## Your objective
Report each line of the data below in which "robynstuart" appears.

==*==

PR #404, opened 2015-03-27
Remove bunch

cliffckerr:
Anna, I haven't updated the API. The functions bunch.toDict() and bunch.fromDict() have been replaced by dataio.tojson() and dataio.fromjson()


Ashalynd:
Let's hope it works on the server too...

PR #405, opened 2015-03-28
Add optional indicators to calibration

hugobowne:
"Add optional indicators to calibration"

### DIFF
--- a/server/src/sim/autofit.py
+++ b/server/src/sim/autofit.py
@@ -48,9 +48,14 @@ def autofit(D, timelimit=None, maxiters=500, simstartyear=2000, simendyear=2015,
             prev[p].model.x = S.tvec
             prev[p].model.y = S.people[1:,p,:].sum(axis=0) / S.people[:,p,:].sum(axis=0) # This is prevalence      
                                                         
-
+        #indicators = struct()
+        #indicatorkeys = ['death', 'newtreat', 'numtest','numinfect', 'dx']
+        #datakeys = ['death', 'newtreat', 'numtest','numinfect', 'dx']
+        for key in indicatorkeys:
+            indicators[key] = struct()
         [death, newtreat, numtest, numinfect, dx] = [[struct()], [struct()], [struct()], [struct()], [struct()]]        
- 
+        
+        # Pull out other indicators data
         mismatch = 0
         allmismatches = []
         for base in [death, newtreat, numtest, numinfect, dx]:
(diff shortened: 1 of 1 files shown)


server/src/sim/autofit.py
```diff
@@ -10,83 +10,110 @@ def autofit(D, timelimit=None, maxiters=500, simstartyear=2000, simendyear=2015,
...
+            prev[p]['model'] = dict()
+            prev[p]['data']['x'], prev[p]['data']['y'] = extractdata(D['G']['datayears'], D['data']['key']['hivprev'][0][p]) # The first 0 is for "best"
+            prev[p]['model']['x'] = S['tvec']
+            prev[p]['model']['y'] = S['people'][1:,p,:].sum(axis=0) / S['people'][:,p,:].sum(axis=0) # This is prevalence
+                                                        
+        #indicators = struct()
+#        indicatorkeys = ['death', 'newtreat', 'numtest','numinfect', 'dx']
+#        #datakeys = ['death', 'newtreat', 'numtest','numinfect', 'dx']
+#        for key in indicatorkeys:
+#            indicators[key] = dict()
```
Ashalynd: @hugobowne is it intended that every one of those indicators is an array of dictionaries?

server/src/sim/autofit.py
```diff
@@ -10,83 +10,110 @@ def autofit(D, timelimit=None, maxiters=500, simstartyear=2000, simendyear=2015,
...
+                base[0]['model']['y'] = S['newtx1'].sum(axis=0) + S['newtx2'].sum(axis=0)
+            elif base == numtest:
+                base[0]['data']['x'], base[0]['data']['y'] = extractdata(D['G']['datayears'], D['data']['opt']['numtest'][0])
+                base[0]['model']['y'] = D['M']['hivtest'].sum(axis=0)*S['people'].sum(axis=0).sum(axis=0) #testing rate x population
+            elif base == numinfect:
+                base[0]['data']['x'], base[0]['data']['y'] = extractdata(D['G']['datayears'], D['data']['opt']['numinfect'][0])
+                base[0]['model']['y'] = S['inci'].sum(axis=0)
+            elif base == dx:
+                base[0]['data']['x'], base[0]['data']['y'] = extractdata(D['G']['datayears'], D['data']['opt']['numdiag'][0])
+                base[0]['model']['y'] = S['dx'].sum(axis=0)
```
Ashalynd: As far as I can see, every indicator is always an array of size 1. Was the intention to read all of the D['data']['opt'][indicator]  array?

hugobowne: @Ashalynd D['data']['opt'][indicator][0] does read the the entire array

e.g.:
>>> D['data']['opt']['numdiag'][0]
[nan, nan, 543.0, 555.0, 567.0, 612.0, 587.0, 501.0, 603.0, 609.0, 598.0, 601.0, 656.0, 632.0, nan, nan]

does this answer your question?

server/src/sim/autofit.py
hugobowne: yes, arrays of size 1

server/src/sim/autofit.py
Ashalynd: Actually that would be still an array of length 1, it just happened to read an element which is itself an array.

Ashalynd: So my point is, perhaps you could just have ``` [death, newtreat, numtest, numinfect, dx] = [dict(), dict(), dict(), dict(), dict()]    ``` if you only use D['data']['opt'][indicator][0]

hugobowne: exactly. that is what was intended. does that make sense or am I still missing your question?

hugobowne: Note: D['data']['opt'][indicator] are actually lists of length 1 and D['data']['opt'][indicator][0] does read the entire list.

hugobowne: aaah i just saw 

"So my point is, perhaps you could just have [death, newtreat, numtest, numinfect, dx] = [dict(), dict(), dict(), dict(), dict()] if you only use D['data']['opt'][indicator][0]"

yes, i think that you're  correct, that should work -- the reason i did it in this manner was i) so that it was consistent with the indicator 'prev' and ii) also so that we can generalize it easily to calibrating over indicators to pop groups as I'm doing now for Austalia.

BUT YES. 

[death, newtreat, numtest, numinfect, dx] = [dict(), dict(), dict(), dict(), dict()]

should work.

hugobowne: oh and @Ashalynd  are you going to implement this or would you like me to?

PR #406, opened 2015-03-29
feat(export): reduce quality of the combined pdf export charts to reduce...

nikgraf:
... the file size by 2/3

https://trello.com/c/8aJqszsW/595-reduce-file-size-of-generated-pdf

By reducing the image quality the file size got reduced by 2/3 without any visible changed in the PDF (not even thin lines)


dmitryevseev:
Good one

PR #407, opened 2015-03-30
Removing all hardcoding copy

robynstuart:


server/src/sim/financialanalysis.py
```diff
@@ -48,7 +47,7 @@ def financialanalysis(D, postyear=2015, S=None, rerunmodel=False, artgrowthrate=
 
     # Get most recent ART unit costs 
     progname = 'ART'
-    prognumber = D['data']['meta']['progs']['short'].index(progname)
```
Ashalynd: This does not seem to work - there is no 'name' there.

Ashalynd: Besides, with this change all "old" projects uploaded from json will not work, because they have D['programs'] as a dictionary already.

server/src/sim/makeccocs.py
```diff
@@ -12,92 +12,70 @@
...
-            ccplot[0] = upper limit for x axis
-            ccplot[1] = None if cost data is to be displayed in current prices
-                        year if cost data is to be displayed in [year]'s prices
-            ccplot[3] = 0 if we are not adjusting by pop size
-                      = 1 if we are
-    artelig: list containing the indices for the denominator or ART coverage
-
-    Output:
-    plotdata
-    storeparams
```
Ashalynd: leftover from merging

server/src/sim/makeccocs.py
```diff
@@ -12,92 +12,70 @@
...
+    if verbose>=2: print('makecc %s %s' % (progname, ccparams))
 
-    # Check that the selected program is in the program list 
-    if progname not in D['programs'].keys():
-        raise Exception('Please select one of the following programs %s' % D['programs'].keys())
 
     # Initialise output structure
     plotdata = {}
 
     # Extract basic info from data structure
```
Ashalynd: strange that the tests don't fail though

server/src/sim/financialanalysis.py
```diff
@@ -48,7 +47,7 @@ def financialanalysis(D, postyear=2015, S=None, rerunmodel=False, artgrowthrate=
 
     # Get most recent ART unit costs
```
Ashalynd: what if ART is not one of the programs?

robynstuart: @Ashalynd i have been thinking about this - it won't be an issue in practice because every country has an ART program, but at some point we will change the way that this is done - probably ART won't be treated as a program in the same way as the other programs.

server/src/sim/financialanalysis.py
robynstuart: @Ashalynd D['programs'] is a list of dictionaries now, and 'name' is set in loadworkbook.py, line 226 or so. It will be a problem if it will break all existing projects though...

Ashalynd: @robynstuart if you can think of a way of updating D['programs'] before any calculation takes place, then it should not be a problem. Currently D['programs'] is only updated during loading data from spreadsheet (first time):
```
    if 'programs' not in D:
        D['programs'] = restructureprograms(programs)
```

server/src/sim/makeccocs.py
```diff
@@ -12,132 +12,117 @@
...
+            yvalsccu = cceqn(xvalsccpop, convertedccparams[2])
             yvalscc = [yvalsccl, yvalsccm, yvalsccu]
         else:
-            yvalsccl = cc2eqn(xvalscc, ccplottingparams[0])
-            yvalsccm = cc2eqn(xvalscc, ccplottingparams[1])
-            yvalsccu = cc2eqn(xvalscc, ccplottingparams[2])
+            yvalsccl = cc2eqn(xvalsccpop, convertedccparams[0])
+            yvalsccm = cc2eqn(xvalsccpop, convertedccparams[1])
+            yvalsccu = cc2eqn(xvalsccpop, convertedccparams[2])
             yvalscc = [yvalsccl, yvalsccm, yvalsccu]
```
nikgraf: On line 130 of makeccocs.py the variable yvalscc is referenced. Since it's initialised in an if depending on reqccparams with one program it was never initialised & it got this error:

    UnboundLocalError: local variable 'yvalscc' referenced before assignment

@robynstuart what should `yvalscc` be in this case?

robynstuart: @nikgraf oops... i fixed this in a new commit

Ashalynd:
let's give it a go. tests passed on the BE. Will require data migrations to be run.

==*==

## Answer to the problem
robynstuart:
robynstuart: @Ashalynd i have been thinking about this - it won't be an issue in practice because every country has an ART program, but at some point we will change the way that this is done - probably ART won't be treated as a program in the same way as the other programs.
robynstuart: @Ashalynd D['programs'] is a list of dictionaries now, and 'name' is set in loadworkbook.py, line 226 or so. It will be a problem if it will break all existing projects though...
Ashalynd: @robynstuart if you can think of a way of updating D['programs'] before any calculation takes place, then it should not be a problem. Currently D['programs'] is only updated during loading data from spreadsheet (first time):
@robynstuart what should `yvalscc` be in this case?
robynstuart: @nikgraf oops... i fixed this in a new commit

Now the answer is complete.